Borderlands La Frontera: The New Mestiza

Borderlands La Frontera: The New Mestiza Summary

Borderlands: La Frontera is divided into two parts. The first, “Crossing Borders,” is written mostly in prose, and moves between memoir and critical theory, interspersed occasionally with poetry and quotations from other thinkers, poets, and singers. Anzaldúa also switches between Spanish and English, and between more casual and “academic” ways of writing. The second part, “Un Agitado Viento / Ehécatl, The Wind,” is entirely poetry.

The book begins by discussing the U.S.-Mexican border, giving a history of the presence of Indigenous and Spanish people in the region which centers on the Aztecs. This enables Anzaldúa to make one of her central claims: that the Southwest U.S. was Indigenous land first, and will be again. She also discusses immigration, and emphasizes the irony that Chicano immigrants are designated as illegal by a state which is itself occupying land illegally.

In the second chapter, Anzaldúa gives a history of her own life, discussing how she was exiled from her home because of her lesbianism and is still afraid to return. Nevertheless, she carries her home with her, and now knows that liberation will require not just the destruction of the occupying white culture, but also the transformation of the patriarchal Mexican and Indigenous culture which made her an outcast.

She continues with this theme in Chapter 3, “Entering into the Serpent,” which introduces the figure of Coatlicue, or the female Aztec goddess. Anzaldúa argues that her power has been stripped from her by male-dominated culture, but that she is nevertheless present, and gives her the capacity to see the world’s deep realities. The next chapter discusses how Coatlicue can make writing more difficult, but, when she is accepted, gives Anzaldúa the power to write transgressively.

Chapter 5, “How to Tame a Wild Tongue,” discusses the role of language. Anzaldúa establishes that she speaks eight languages: not just standard English and Spanish, but combinations of the two and regional dialects of both. She specifies that she is her language, and discusses how her access to language has been infringed on, both in institutional settings like schools which force students to speak English, and in casual conversation where she needs to strategically decide what language to speak in order to be understood and taken seriously.

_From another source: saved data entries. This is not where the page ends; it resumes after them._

PR #2053, opened 2023-11-17
Fix parsing of Status in dpkginfo probe

0intro:
This change fixes a mistake made during a last-minute change
in 557ddeed1e3e234a655ad77a691869554064b293.

The parsing the Status was incorrect and all
packages were considered as deinstalled.

Sorry for that.


evgenyz:
I just realized that we don't really have a test for dpkg probe. Care to work on it?

evgenyz (approved):

0intro:
> I just realized that we don't really have a test for dpkg probe. Care to work on it?

Yes, it would be nice to have. I will work on it when I have time.

PR #2054, opened 2023-11-21
make default perl install path respect CMAKE_INSTALL_PREFIX

sarnold:
Rebased as requested, same name as the original PR (https://github.com/OpenSCAP/openscap/pull/1999) (sorry about any confusion).

PR #2056, opened 2023-11-23
Use arched path for .so perl module

xambroz:
PERL_VENDORLIB is putting the openscap_pm.so to /usr/share/perl... no architecture dependent libraries should go there

Instead in should go to /lib64/... and that is what  PERL_VENDORARCH does.


evgenyz:
I receive mixed signals here: #2054. So what is the correct form?

sarnold:
The point of using CMAKE_INSTALL_PREFIX is to *not* install directly to a system path unless prefix points to /usr and the install process has root permissions.   PERL_VENDORARCH is *not* what you're looking for...

PR #721, opened 2020-09-29
Endpoint to generate and email Reconciliation reports

aliveni:
### JIRA link (if applicable) ###
https://tools.hmcts.net/jira/browse/BPS-1399

### Change description ###
Re-opening #720 
Added endpoint with the path `reconciliation-reports/generate-and-email-report` 
- Generates reconciliation reports both summary and detailed summary reports.
- Sends email when new reports are generated.

**Does this PR introduce a breaking change?** (check one with "x")

```
[ ] Yes
[x] No
```

PR #724, opened 2020-09-30
Add configuration for Mail sender when email config is disabled

aliveni:
https://tools.hmcts.net/jira/browse/BPS-1399

### Change description ###
This configuration will be used in #721 

```
[ ] Yes
[x] No
```


src/main/java/uk/gov/hmcts/reform/blobrouter/config/EmailConfig.java
```diff
@@ -0,0 +1,33 @@
...
+        return new MessageSender() {
+            @Override
+            public void sendMessageWithAttachments(
+                String subject,
+                String body,
+                String from,
+                String[] recipients,
+                Map<String, File> attachments
+            ) {
+                // do nothing
```
akomisarek, line 28: Isn't only for dev purposes? If used maybe would be beneficial to log something? What do you think?

aliveni: I agree. added log

aliveni:
Closing the PR as the preview build is failing and unable to see the error because the container is not created

PR #725, opened 2020-10-01
Add configuration for Mail sender when email config is disabled

aliveni:
### Change description ###
Re-opening #724 

```
[ ] Yes
[x] No
```


src/main/java/uk/gov/hmcts/reform/blobrouter/config/EmailConfig.java
```diff
@@ -0,0 +1,38 @@
...
+import org.springframework.context.annotation.Bean;
+import org.springframework.context.annotation.Configuration;
+import org.springframework.context.annotation.Lazy;
+import uk.gov.hmcts.reform.blobrouter.services.email.MessageSender;
+
+import java.io.File;
+import java.util.Map;
+
+@Configuration
+@Lazy
```
mdayican, line 15: why lazy?

aliveni: It'll create the bean only when required

mdayican: if there is any error I think it is better to see them in loading .

mdayican (approved):

PR #730, opened 2020-10-05
add report date to report table

mdayican:
### Change description ###

add report date to report table.
currently we use create_at which is not clear. 
Report date and creation might be different.  Now there is 'default' it will be 'not null' in second version with code changes.
name suggestions welcomed. 

```
[ ] Yes
[x] No
```

### DIFF
--- a/src/main/resources/db/migration/V017__add_new_column_reconciliation_report.sql
+++ b/src/main/resources/db/migration/V017__add_new_column_reconciliation_report.sql
@@ -1,0 +1,2 @@
+ALTER TABLE envelope_reconciliation_reports
+ADD COLUMN report_for DATE DEFAULT NOW();


src/main/resources/db/migration/V017__add_new_column_reconciliation_report.sql
```diff
@@ -0,0 +1,2 @@
+ALTER TABLE envelope_reconciliation_reports
+ADD COLUMN report_for DATE DEFAULT NOW();
```
rkondratowicz, line 2: do we need it or can use use date from related statement?

mdayican: mail service does not know supplier statement. sends the latest report and assume create_at is same as report_for date

rkondratowicz: it doesn't need to.
fix the SQL query in `findByDate` repository method to use the statement column.

rkondratowicz (changes requested):
no need, just fix the query for finding reports

PR #732, opened 2020-10-05
fix: bump testcontainers to fix 2.4.0 docker issue

akomisarek:
### Change description ###

https://github.com/testcontainers/testcontainers-java/pull/3159 fixed in new testcontainers release candidate:
https://github.com/testcontainers/testcontainers-java/releases/tag/1.15.0-rc2

I would believe we should upgrade, it's only test dependency and if it fixes the problem, it's better than downgrading docker doing the workarounds on local.

```
[ ] Yes
[X] No
```

### DIFF
--- a/src/integrationTest/java/uk/gov/hmcts/reform/blobrouter/controllers/EnvelopeControllerTest.java
+++ b/src/integrationTest/java/uk/gov/hmcts/reform/blobrouter/controllers/EnvelopeControllerTest.java
@@ -1,6 +1,5 @@
 package uk.gov.hmcts.reform.blobrouter.controllers;
 
-import org.jetbrains.annotations.NotNull;
 import org.junit.jupiter.api.Test;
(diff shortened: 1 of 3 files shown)


src/integrationTest/java/uk/gov/hmcts/reform/blobrouter/controllers/EnvelopeControllerTest.java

In Chapter 6, “Tlilli, Tlapalli: the Path of the Red and Black Ink,” Anzaldúa discusses the different roles of art in Western and Indigenous cultures, arguing that Westerners separate art from everyday life, while Indigenous peoples link art with spirituality and incorporate both into their day-to-day lives. Anzaldúa describes her own writing as entering into a “Shamanic State,” or as a spiritual practice that connects her to the world and her own body.

In the final chapter, “La conciencia de la mestiza: Towards a New Consciousness,” Anzaldúa articulates her overarching argument that a new mestiza consciousness, or a way of seeing the world grounded in existing at a crossroads and containing dualities, will pave the way for revolutionary change. She emphasizes the importance of tolerating ambiguity, and touches on a few crucial dynamics: the role of white people within the movement for racial liberation, the relationship between white supremacy and misogyny within Chicano communities, and the problem of internalized racism. Anzaldúa argues for celebrating “El día de la Chicana,” or a day based around imagining that the Chicana people are already liberated. To Anzaldúa, this day is inevitable because the land has always belonged to Indigenous and Mexican people.

The second section, “Un Agitado Viento / Ehécatl, The Wind” is a series of poems divided into six chapters. They begin by discussing childhood and the role of animals, and then the devastating impact of hard labor and the cruelty of white landowners. The next few sections focus on Gloria’s life after she left the border, on women’s liberation, and on the troubles of having a body. The section ends with a chapter on spirituality, and finally a section on the relationship between the borderlands and liberation.